11. The method as defined in claim 9, further comprising debonding the carrier substrate from the front side of the semiconductor wafer after said thinning the back side of the semiconductor wafer.

12. The method as defined in claim 9, wherein the carrier substrate is made of sapphire, glass, dielectric, polymer, metal, silicon or semiconductor.

13. The method as defined in claim 8, wherein the post array is in contact with the back side of the semiconductor wafer.

14. The method as defined in claim 8, further comprising partially forming the plurality of fluidic channels in the semiconductor wafer extending from the back side of the semiconductor wafer.

15. The method as defined in claim 8, further comprising depositing a polymer layer on the front side of the semiconductor wafer; and patterning the polymer layer to form a plurality of fluidic chambers, wherein at least one of the plurality of fluidic chambers fluidically connects with at least one of the plurality of fluidic channels.

16. The method as defined in claim 15, further comprising disposing a membrane comprising a plurality of nanopores on the polymer layer, wherein the plurality of nanopores provide fluid access to the plurality of fluidic chambers.

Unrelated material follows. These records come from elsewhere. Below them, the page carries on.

PR #1181, opened 2024-10-17
[WIP] Skip the checksum for diskless replication

### LINKED ISSUE #1129: Skip CRC64 checksumming when doing diskless replication

Shivshankar-Reddy:
fixes: #1129 
Below is the background information from #1129 by @madolson 

> When we are not writing to disk (either on the primary or replica) there isn't a lot of sense in doing CRC64 checksumming during fullsync. We do checking summing at the TCP layer already. At AWS we've seen it can take up to 15% overhead for not much of a benefit. We should look into a mechanism so that a replica can indicate that it will load something directly into memory, since today we only indicate we support the EOF marker. The replica might still choose to save the RDB file to disk unless repl-diskless-load is enabled. With this mechanism in place, we should be able to skip the checksum for replication, while still using it for RDB.

Here is my understanding and proposal as a fix for the issue. Please correct me if my understanding is wrong or missing something!

image

- Added 'replication-diskless-load' to sendCommand replica details in syncWithPrimary and FullSyncWithPrimary.
- Added rdbFlag to skip checksum based on 'replica-diskless-load' configuaration from the replica.

### DIFF
--- a/src/rdb.c
+++ b/src/rdb.c
@@ -1407,7 +1407,8 @@ int rdbSaveRio(int req, rio *rdb, int *error, int rdbflags, rdbSaveInfo *rsi) {
     long key_counter = 0;
     int j;
 
-    if (server.rdb_checksum) rdb->update_cksum = rioGenericUpdateChecksum;
+    if (server.rdb_checksum && !(rdbflags & RDBFLAGS_CKSUM_SKIP))
+        rdb->update_cksum = rioGenericUpdateChecksum;
     snprintf(magic, sizeof(magic), "REDIS%04d", RDB_VERSION);
     if (rdbWriteRaw(rdb, magic, 9) == -1) goto werr;
     if (rdbSaveInfoAuxFields(rdb, rdbflags, rsi) == -1) goto werr;
@@ -1451,13 +1452,16 @@ werr:
  * without doing any processing of the content. */
 int rdbSaveRioWithEOFMark(int req, rio *rdb, int *error, rdbSaveInfo *rsi) {
     char eofmark[RDB_EOF_MARK_SIZE];
-
+    int skip_cksum_repl = RDBFLAGS_REPLICATION;
     startSaving(RDBFLAGS_REPLICATION);
     getRandomHexChars(eofmark, RDB_EOF_MARK_SIZE);
     if (error) *error = 0;
     if (rioWrite(rdb, "$EOF:", 5) == 0) goto werr;
     if (rioWrite(rdb, eofmark, RDB_EOF_MARK_SIZE) == 0) goto werr;
     if (rioWrite(rdb, "\r\n", 2) == 0) goto werr;
+    if (server.repl_diskless_sync && req & REPLICA_REQ_CHKSUM_SKIP)
+        skip_cksum_repl |= RDBFLAGS_CKSUM_SKIP;
+    if (rdbSaveRio(req, rdb, error, skip_cksum_repl, rsi) == C_ERR) goto werr;
     if (rdbSaveRio(req, rdb, error, RDBFLAGS_REPLICATION, rsi) == C_ERR) goto werr;
     if (rioWrite(rdb, eofmark, RDB_EOF_MARK_SIZE) == 0) goto werr;
     stopSaving(1);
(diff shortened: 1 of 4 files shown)


hpatro (commented):
Do we avoid any kind of memory corruption by performing a checksum match? If CRC64 is expensive, we could look at other alternatives.

src/rdb.c
```diff
@@ -1451,13 +1452,16 @@ int rdbSaveRio(int req, rio *rdb, int *error, int rdbflags, rdbSaveInfo *rsi) {
...
+    int skip_cksum_repl = RDBFLAGS_REPLICATION;
     startSaving(RDBFLAGS_REPLICATION);
     getRandomHexChars(eofmark, RDB_EOF_MARK_SIZE);
     if (error) *error = 0;
     if (rioWrite(rdb, "$EOF:", 5) == 0) goto werr;
     if (rioWrite(rdb, eofmark, RDB_EOF_MARK_SIZE) == 0) goto werr;
     if (rioWrite(rdb, "\r\n", 2) == 0) goto werr;
+    if (server.repl_diskless_sync && req & REPLICA_REQ_CHKSUM_SKIP)
+        skip_cksum_repl |= RDBFLAGS_CKSUM_SKIP;
+    if (rdbSaveRio(req, rdb, error, skip_cksum_repl, rsi) == C_ERR) goto werr;
```
ranshid, line 1464: we should probably keep only one rdbSaveRio :)

src/replication.c
```diff
@@ -1302,6 +1305,13 @@ void replconfCommand(client *c) {
                                     sdslen(addr));
                 return;
             }
+        } else if (!strcasecmp(c->argv[j]->ptr, "repl-diskless-load")) {
+            /* REPLCONF repl-diskless-load is used to identify the client is capable of
+             * load directly without creating rdb file */
+            long rdb_diskless_load = 0;
+            if (getRangeLongFromObjectOrReply(c, c->argv[j + 1], 0, 1, &rdb_diskless_load, NULL) != C_OK) return;
+            if (rdb_diskless_load == 1)
+                c->replica_req |= REPLICA_REQ_CHKSUM_SKIP;
```
ranshid, line 1314: I think at this point the skip CRC is more "capability" than "requirement" on the replica side. So I would suggest adding a replconf capa indication instead.

ranshid (commented):
@Shivshankar-Reddy Sorry had some urgent issues and holidays so was unable to look at it yet.
Overall I like this added ability!

General question I have: I noticed that you only disabled CRC calculation on the primary side? Basically both primary and replica are performing the CRC calculation. When the replica is completely aware that the data is sent and loaded diskless it can just skip CRC check even when the primary did calculate and report it (for example a replica syncing with an older version primary). the replica can probably know that the Primary is streaming via socket by the fact that it send the EOF marker.

src/rdb.c
Shivshankar-Reddy: Thank you for noticing this. I am aware of this and removed in my local branch, this has had happened because I had merge conflict in the branch so created this by copying the code from original branch. it was missed during the copy paste

src/replication.c
Shivshankar-Reddy: Initially my plan also was to add in capabilities, However the capabilies were not passed many function as requirements being passed. Since requirements are so flexible in the available functions I added in the requirements. But I agree with you this should be part of the capa. PR is still in-progress I will try to make this in Capabilities instead of requirements. Thank you!

Shivshankar-Reddy:
Thank you for the review and the input!

> General question I have: I noticed that you only disabled CRC calculation on the primary side? Basically both primary and replica are performing the CRC calculation. When the replica is completely aware that the data is sent and loaded diskless it can just skip CRC check even when the primary did calculate and report it (for example a replica syncing with an older version primary). the replica can probably know that the Primary is streaming via socket by the fact that it send the EOF marker.

In my initial testing, found that replica was able to deteremine CRC is enabled/disabled so I thought it would be enough to disable at primary end. and I think you have the valid point to consider replica side aswell. I will look into this and will update the diff soon, thanks again!

ranshid:
@Shivshankar-Reddy thank you so much for taking the time to handle this. I think that since it was in conflict with https://github.com/valkey-io/valkey/pull/1479 (which is almost completed) we will close this one.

17. The method as defined in claim 16, further comprising forming a fluidic inlet port and a fluidic outlet port through the membrane, the polymer layer, and the semiconductor wafer to reach the front side of the support substrate.

18. The method as defined in claim 8, wherein providing the support substrate comprises etching the front side of the support substrate to form the post array.

19. The method as defined in claim 8, wherein providing the support substrate further comprises depositing a metal layer on a bottom of the post array.

20. The method as defined in claim 8, wherein the support substrate comprises silicon, semiconductor, sapphire, dielectric, polymer or glass.

21. The method as defined in claim 8, wherein the support substrate further comprises a dielectric layer on the front side of the support substrate.

22. The method as defined in claim 8, wherein providing the support substrate comprises depositing a dielectric layer on a substrate and etching the dielectric layer to form the post array on the front side of the support substrate.